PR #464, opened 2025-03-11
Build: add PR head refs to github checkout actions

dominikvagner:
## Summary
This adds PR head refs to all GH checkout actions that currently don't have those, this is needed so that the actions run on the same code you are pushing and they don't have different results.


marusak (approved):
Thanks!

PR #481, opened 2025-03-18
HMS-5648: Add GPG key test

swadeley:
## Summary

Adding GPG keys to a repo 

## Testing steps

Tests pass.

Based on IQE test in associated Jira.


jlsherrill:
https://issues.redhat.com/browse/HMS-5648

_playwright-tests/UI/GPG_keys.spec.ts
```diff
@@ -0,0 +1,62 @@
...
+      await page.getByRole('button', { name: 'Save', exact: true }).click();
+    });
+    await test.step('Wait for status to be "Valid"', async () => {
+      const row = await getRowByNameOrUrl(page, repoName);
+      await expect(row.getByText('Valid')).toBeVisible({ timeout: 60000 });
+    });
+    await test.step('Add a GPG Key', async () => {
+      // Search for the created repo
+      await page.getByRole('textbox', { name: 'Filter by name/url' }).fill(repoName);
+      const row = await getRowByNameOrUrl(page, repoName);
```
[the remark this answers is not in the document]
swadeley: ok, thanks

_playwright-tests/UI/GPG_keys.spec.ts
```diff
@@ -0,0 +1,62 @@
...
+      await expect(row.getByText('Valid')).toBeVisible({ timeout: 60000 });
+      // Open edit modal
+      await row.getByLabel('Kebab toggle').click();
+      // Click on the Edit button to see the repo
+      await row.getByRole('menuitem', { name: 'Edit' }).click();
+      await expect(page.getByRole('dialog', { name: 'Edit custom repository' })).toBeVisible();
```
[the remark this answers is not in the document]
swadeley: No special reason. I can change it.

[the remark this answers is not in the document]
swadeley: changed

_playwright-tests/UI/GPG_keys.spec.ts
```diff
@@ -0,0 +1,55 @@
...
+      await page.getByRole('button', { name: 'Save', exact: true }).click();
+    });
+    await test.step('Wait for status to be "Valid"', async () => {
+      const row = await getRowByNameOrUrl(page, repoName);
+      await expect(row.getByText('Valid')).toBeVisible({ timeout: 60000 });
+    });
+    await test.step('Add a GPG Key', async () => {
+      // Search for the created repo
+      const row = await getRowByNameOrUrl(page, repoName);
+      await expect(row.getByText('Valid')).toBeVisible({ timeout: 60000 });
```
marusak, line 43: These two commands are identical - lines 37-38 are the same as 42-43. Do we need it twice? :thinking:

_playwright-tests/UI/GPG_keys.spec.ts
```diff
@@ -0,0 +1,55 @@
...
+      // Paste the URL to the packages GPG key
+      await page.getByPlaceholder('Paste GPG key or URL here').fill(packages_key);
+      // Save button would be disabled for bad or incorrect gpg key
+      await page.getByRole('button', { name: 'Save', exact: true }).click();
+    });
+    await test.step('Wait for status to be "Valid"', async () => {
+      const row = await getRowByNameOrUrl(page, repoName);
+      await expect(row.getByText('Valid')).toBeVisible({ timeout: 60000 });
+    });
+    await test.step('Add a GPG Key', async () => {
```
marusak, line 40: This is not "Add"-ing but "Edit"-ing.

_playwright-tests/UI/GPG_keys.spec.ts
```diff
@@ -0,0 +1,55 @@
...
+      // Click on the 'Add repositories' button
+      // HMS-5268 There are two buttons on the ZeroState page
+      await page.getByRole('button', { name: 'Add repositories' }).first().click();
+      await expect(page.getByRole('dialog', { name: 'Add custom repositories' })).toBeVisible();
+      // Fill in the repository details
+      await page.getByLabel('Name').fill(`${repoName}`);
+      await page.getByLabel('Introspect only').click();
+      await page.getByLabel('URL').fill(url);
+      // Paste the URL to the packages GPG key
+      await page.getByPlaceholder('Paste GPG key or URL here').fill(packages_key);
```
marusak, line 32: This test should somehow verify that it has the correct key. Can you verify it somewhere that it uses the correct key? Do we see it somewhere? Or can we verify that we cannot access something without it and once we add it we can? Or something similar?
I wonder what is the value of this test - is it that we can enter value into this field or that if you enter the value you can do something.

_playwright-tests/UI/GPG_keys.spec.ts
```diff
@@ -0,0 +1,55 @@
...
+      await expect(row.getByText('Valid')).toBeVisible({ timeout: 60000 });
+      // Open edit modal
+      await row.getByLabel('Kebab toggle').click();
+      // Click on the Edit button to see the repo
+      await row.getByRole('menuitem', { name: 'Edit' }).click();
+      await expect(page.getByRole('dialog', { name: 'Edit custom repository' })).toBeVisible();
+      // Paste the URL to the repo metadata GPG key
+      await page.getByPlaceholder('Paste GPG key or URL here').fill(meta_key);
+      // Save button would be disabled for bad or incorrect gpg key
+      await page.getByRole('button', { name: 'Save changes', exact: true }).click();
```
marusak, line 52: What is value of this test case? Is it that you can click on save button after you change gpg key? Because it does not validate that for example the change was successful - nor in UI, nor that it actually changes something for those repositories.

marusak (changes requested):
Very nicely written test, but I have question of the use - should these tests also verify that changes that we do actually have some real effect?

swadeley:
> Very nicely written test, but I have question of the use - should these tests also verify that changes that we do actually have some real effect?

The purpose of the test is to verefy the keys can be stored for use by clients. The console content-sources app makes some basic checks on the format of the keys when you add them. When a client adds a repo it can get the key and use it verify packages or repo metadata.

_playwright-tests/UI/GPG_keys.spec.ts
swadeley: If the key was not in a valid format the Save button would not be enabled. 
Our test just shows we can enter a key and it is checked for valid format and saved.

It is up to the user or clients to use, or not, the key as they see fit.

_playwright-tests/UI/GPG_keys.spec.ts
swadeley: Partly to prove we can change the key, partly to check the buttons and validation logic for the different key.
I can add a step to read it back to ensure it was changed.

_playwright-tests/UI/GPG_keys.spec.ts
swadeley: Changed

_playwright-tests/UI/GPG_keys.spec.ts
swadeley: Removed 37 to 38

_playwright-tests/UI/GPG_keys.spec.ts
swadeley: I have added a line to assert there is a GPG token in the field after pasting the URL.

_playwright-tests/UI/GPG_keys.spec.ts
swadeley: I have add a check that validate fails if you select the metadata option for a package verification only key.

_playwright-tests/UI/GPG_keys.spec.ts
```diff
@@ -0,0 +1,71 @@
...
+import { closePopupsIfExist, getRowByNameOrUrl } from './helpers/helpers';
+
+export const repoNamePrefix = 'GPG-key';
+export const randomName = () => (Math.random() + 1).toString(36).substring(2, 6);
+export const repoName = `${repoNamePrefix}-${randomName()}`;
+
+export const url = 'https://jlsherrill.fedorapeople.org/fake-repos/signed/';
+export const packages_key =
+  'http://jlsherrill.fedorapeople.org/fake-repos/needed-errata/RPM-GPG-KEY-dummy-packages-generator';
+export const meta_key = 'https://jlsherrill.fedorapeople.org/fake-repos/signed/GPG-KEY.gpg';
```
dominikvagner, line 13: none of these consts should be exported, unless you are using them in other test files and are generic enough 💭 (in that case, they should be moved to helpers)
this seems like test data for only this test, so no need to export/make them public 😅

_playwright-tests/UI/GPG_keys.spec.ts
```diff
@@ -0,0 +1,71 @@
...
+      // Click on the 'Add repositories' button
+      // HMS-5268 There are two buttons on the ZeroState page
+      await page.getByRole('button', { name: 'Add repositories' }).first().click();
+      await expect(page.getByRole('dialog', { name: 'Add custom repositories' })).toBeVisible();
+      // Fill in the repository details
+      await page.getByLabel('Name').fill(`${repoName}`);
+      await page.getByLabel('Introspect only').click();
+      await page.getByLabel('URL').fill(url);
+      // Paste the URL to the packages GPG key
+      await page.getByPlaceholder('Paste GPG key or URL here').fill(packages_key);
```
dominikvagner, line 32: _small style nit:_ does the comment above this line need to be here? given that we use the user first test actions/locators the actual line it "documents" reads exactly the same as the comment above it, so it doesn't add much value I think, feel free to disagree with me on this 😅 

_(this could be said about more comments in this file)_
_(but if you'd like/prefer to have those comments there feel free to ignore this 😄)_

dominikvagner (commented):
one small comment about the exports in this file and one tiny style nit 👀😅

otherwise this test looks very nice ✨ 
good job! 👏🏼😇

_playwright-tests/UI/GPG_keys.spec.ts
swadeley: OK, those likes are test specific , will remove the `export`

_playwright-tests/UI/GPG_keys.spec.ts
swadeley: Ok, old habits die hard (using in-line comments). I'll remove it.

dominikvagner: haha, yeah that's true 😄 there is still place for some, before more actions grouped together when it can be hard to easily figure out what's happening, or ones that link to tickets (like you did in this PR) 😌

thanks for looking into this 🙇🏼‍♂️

────────────────

**What needs to be done:**
From the line holding "in this file)_" to the last line of the data above, copy every line exactly and include nothing more.

**Solution below:**
_(this could be said about more comments in this file)_
_(but if you'd like/prefer to have those comments there feel free to ignore this 😄)_

dominikvagner (commented):
one small comment about the exports in this file and one tiny style nit 👀😅

otherwise this test looks very nice ✨ 
good job! 👏🏼😇

_playwright-tests/UI/GPG_keys.spec.ts
swadeley: OK, those likes are test specific , will remove the `export`

_playwright-tests/UI/GPG_keys.spec.ts
swadeley: Ok, old habits die hard (using in-line comments). I'll remove it.

dominikvagner: haha, yeah that's true 😄 there is still place for some, before more actions grouped together when it can be hard to easily figure out what's happening, or ones that link to tickets (like you did in this PR) 😌

thanks for looking into this 🙇🏼‍♂️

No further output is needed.